In the Rosengarten zu Worms (c. 1250), Siegfried is betrothed to Kriemhild and is one of the twelve heroes who defends her rose garden in Worms. Kriemhild decides that she would like to test Siegfried's mettle against the hero Dietrich von Bern, and so she invites him and twelve of his warriors to fight her twelve champions. When the fight is finally meant to begin, Dietrich initially refuses to fight Siegfried on the grounds that the dragon's blood has made Siegfried's skin invulnerable. Dietrich is convinced to fight Siegfried by the false news that his mentor Hildebrand is dead and becomes so enraged that he begins to breathe fire, melting Siegfried's protective layer of horn on his skin. He is thus able to penetrate Siegfried's skin with his sword, and Siegfried becomes so afraid that he flees to Kriemhild's lap. Only the reappearance of Hildebrand prevents Dietrich from killing Siegfried.

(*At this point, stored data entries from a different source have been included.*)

PR #176, opened 2021-08-06
refactor: moving closer to add callable boundary support (step 1)

caridy:
The main objective here is to introduce the concept of the shape of the remote proxy when creating those proxies rather than doing direct inspection of the target when creating the proxy because in a callable boundary scenario, you will never have access to the actual target.

### DIFF
--- a/.eslintrc
+++ b/.eslintrc
@@ -88,7 +88,8 @@
         "no-unsafe-finally": "warn",
         "no-param-reassign": "off",
         "@typescript-eslint/no-shadow": "warn",
-        "no-shadow": "warn"
+        "no-shadow": "warn",
+        "no-bitwise": "off"
       }
     }
   ]
--- a/packages/near-membrane-base/src/blue.ts
+++ b/packages/near-membrane-base/src/blue.ts
@@ -20,6 +20,7 @@ import {
     ReflectSet,
     ReflectSetPrototypeOf,
     TypeErrorCtor,
+    WeakMapGet,
 } from './shared';
 import {
     BlueArray,
@@ -170,7 +171,7 @@ export function blueProxyFactory(env: MembraneBroker) {
 
     function getBlueFunction(redFn: RedFunction): BlueFunction {
         // caching logic
-        const blueFn = env.getBlueRef(redFn);
+        const blueFn = WeakMapGet(env.redMap, redFn) as RedFunction | undefined;
         if (blueFn !== undefined) {
             return blueFn;
         }
@@ -207,7 +208,7 @@ export function blueProxyFactory(env: MembraneBroker) {
 
     function getBlueObjectOrArray(red: RedArrayOrObject): BlueArrayOrObject {
         // caching logic
-        const blue = env.getBlueRef(red);
+        const blue: RedArrayOrObject | undefined = WeakMapGet(env.redMap, red);
         if (blue !== undefined) {
             return blue;
         }
--- a/packages/near-membrane-base/src/blue.ts
+++ b/packages/near-membrane-base/src/blue.ts
@@ -44,9 +44,9 @@ const { isArray: isArrayOrNotOrThrowForRevoked } = Array;
 
 function createShadowTarget(
     targetTypeof: string,
-    targetIsArrowFunction: boolean | undefined,
+    targetIsArrowFunction: boolean,
     targetFunctionName: string | undefined,
-    targetIsArray: boolean | undefined
+    targetIsArray: boolean
 ): BlueShadowTarget {
     let shadowTarget;
     if (targetTypeof === 'function') {
@@ -109,9 +109,9 @@ export function blueProxyFactory(env: MembraneBroker) {
     function createBlueProxy(
         red: BlueProxyTarget,
         targetTypeof: ProxyTargetType,
-        targetIsArrowFunction: boolean | undefined,
+        targetIsArrowFunction: boolean,
         targetFunctionName: string | undefined,
-        targetIsArray: boolean | undefined
+        targetIsArray: boolean
     ): BlueProxy {
         const shadowTarget = createShadowTarget(
             targetTypeof,
@@ -153,27 +153,23 @@ export function blueProxyFactory(env: MembraneBroker) {
         // istanbul ignore else
         if ('writable' in blueDescriptor) {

Siegfried's role as Kriemhild's fiancé does not accord with the Nibelungenlied, where the two are never formally betrothed. The detail that Kriemhild's father is named Gibich rather than Dancrat, the latter being his name in the Nibelungenlied, shows that the Rosengarten does include some old traditions absent in that poem, although it is still highly dependent on the Nibelungenlied. Some of the details agree with the Thidrekssaga. Rosengarten A mentions that Siegfried was raised by a smith named Eckerich.

=== Þiðrekssaga ===

Although the Þiðrekssaga (c. 1250) is written in Old Norse, the majority of the material is translated from German (particularly Low German) oral tales, as well as possibly some from German written sources such as the Nibelungenlied. Therefore, it is included here.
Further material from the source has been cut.